In Baltimore, social workers are often charged with chairing so-called 504 committees and student support teams, designed to provide additional support to kids with disabilities or those with academic or behavioral problems — a role assigned to special education administrators or school leadership in virtually every other district in the state, Taylor said.
“It’s a big contention that we have every year with social workers who feel they’re not getting enough time to actually use their clinical expertise,” he said, and these extra tasks “take them away from what they’re doing.”
Baltimore City Public Schools did not respond to a request for comment on social worker staffing.
Each social worker in Howard County works in three to four schools, said Robinson, despite a 300% increase in staffing over the last few years.
Schools with concentrated poverty grants, made available by the 2021 Blueprint for Maryland’s Future legislation, can use these funds to hire more social workers and other providers. Eighty-four percent of Baltimore city schools qualify for these grants, though it can be difficult to track how individual schools spend the funds, Taylor said.

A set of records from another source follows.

Issue #254, opened 2025-02-28
vscode integration


brahn:
Forgive me if this is addressed elsewhere -- 

Is there already a vscode integration of some sort?  The goal would be to get the same kind of warnings/errors-as-I-type that I currently get with flake8 and other sorts of linters. 

<img width="531" alt="Image" src="https://github.com/user-attachments/assets/3c266405-f50c-42f8-b411-c07da9e76372" />

(If not, such a feature would be very useful!)

brahn:
I just found https://github.com/seddonym/import-linter/issues/101 which suggests implementing as a flake8 plugin, which I suspect is the right approach.  I don't suppose anyone has done this yet?

brahn:
Hi @seddonym -- I took a swing at this, would appreciate your thoughts when you have a moment!  There are a few pieces:

1. In a fork of `import-linter` (relevant diff [here](https://github.com/brahn/import-linter/pull/1/files)), I added a method to `Contract` that returns violations in a structured `Violation` object. (These objects are then used to render the report to `output` as usual.)

2. This plugin uses the violations to produce errors of the form `flake8` expects.  (The interesting pieces are in `ImportLinterPlugin._flake8_errors_for_module`).

3. I also created a separate repository to do a clean demo of the behavior https://github.com/brahn/flake8-importlinter-demo

I'd very much appreciate your thoughts on this direction, especially whether you'd be open to something of the flavor suggested in the fork.  Thanks so much!

seddonym:
Hi @brahn, thanks for looking into this.

I haven't looked into this in detail yet but a few initial thoughts:

- Running Import Linter can take significant time, depending on the size of project and number of contracts. (It takes several minutes for the code base I run it on.) So it's probably worth thinking about about how it will behave in this situation, especially if the IDE is configured to use it.
- I'm leaning towards the flake8 plugin being more appropriate as a separate repo (that presumably you would maintain).
- The flake8 plugin currently accesses private code within Import Linter. It would be better to use documented Python APIs, which we might need to add. (There's a separate request for this [here](https://github.com/seddonym/import-linter/issues/246)). In case you missed it, there is already a Python API for reading the configuration https://import-linter.readthedocs.io/en/stable/api.html#python-api.
- Re. the fork of Import Linter, how hard would it be to move these changes into the plugin repository? Or to put it another way, what's the minimum we'd need to do in the core Import Linter repository in order to support the flake8 plugin?

brahn:
[...]

Issue #246, opened 2025-01-05
Add support to configure linter with direct in-memory config data to run it programmatically


uvsmtid:
Configuring and running `import-linter` programmatically has multiple benefits:

*   Referencing modules by their imported names (instead of opaque string in configs)?

    This reliably survives refactoring.

*   Generating rules instead of relying on static config files?

    It is still possible to generate config files and then load them, but it would:
    *   pollute file system
    *   make it cumbersome

*   Running `import-linter` via tests?

    It "lints" relationship between modules (not code as text).

    This should allow running it in the same Python runtime.

uvsmtid:
I actully [tried to hack it](https://github.com/uvsmtid/import-linter/commit/50cafd3689e38b8e69322682c47424b118f20f6f) only to realize that `import-linter` tests already use [`FakeUserOptionReader`](https://github.com/seddonym/import-linter/blob/v2.1/tests/adapters/user_options.py) for that purpose.

The issue can be reduced to exposing that `FakeUserOptionReader` via production code nicely (currently it is under test code).

seddonym:
Thanks for the issue! I'd like to clarify what you are trying to achieve here.

- If you need to, it's already possible to invoke Import Linter using a Python function - [this is the entry point](https://github.com/seddonym/import-linter/blob/master/src/importlinter/cli.py#L64).
- You can also write [custom contract types](https://import-linter.readthedocs.io/en/stable/custom_contract_types.html) - if you want to be able to do something more dynamic that Import Linter doesn't already support. 

Are you looking for a way to dynamically generate the contract / configuration that Import Linter discovers?

uvsmtid:
@seddonym 
> * If you need to, it's already possible to invoke Import Linter using a Python function - [this is the entry point](https://github.com/seddonym/import-linter/blob/master/src/importlinter/cli.py#L64).

Good example - let me explain...

I'm focusing on the 1st bullet only (with invocation entry point) - the 2nd one (custom contract types) is outside the scope for this issue.

The problem is [`config_filename`](https://github.com/seddonym/import-linter/blob/v2.1/src/importlinter/cli.py#L65) argument to this entry point function - when it is specified (as I understand it), **`import-linter` is forced to read actual config file on the file system**.

[...]

PR #256, opened 2025-03-07
new api method: create_report

brahn:
This PR adds a new method to the python API: `create_report`, as discussed in #246 and #254

### DIFF
--- a/src/importlinter/api.py
+++ b/src/importlinter/api.py
@@ -3,8 +3,11 @@ Module for public-facing Python functions.
 """
 
 from __future__ import annotations
+from typing import Optional, Type
 
 from importlinter.application import use_cases
+from importlinter.application.ports.reporting import Report
+from importlinter.application.sentinels import NotSupplied
 
 from . import configuration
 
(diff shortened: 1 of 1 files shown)


src/importlinter/api.py
```diff
@@ -37,3 +40,60 @@ def read_configuration(config_filename: str | None = None) -> dict:
...
+        FailedToCreateReport if an internal exception is raised.
+        Other exceptions may be raised if is_debug_mode is True.
+
+
+    Not yet implemented::
+        show_timings:       whether to show the times taken to build the graph and to check
+                            each contract.
+        verbose:            if True, noisily output progress as it goes along.
+    """
+    try:
```
seddonym, line 84: This duplicates some of the logic from `use_cases.lint_imports`. I think instead we should extract the relevant logic from `lint_imports` to a separate `produce_report` function in `usecases` which could be called directly from here, and from within `lint_imports` - what do you think?

seddonym (changes requested):
I like where this is going, thanks! Have added a couple of thoughts.

As you mention, it would also be useful to have:

- Documentation 
- Tests. I think something in `tests/functional/` should be enough as there isn't going to be much behaviour that isn't tested elsewhere. Take inspiration from the other api test, `tests/functional/test_read_configuration.py`.

Also, don't forget to add something to the CHANGELOG and your name to `AUTHORS.rst`.

src/importlinter/api.py
```diff
@@ -37,3 +40,60 @@ def read_configuration(config_filename: str | None = None) -> dict:
...
+    """
+    Create a report of the import contracts.
+
+    Args:
+        config_filename:    Filepath for the configuration (e.g. .importlinter, pyproject.toml).
+                            If not provided, the default location will be checked.
+        limit_to_contracts: If supplied, only report on contracts with the supplied ids.
+        cache_dir:          Filepath to cache directory. Pass None to explicitly disable caching; if
+                            omitted, import-linter's default cache directory will be used.
+        is_debug_mode:      Set to True to raise full internal exceptions with stack traces. By
```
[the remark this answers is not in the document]
brahn: My original thought was that the default behavior was to have 1 or two opaque easily-rescuable exception types, with the invitation to turn on debug mode if the caller wants to turn off the safeties, but I don't feel strongly about it.

That said, if we were to remove the `is_debug_mode` option I would need to look to you for help identifying all the types of errors that might be raised.

src/importlinter/api.py
brahn: 100% agree, will do!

State legislators last week announced $120 million in grant funding for Maryland schools to invest in on-site behavioral health services. However, the funding cannot be used for staffing the schools themselves or increasing salaries, but rather to forge partnerships between schools and community-based organizations that will provide services on-site. Staffing schools “depletes providers in the community,” said state Sen. Katie Fry Hester, but she did not give further detail.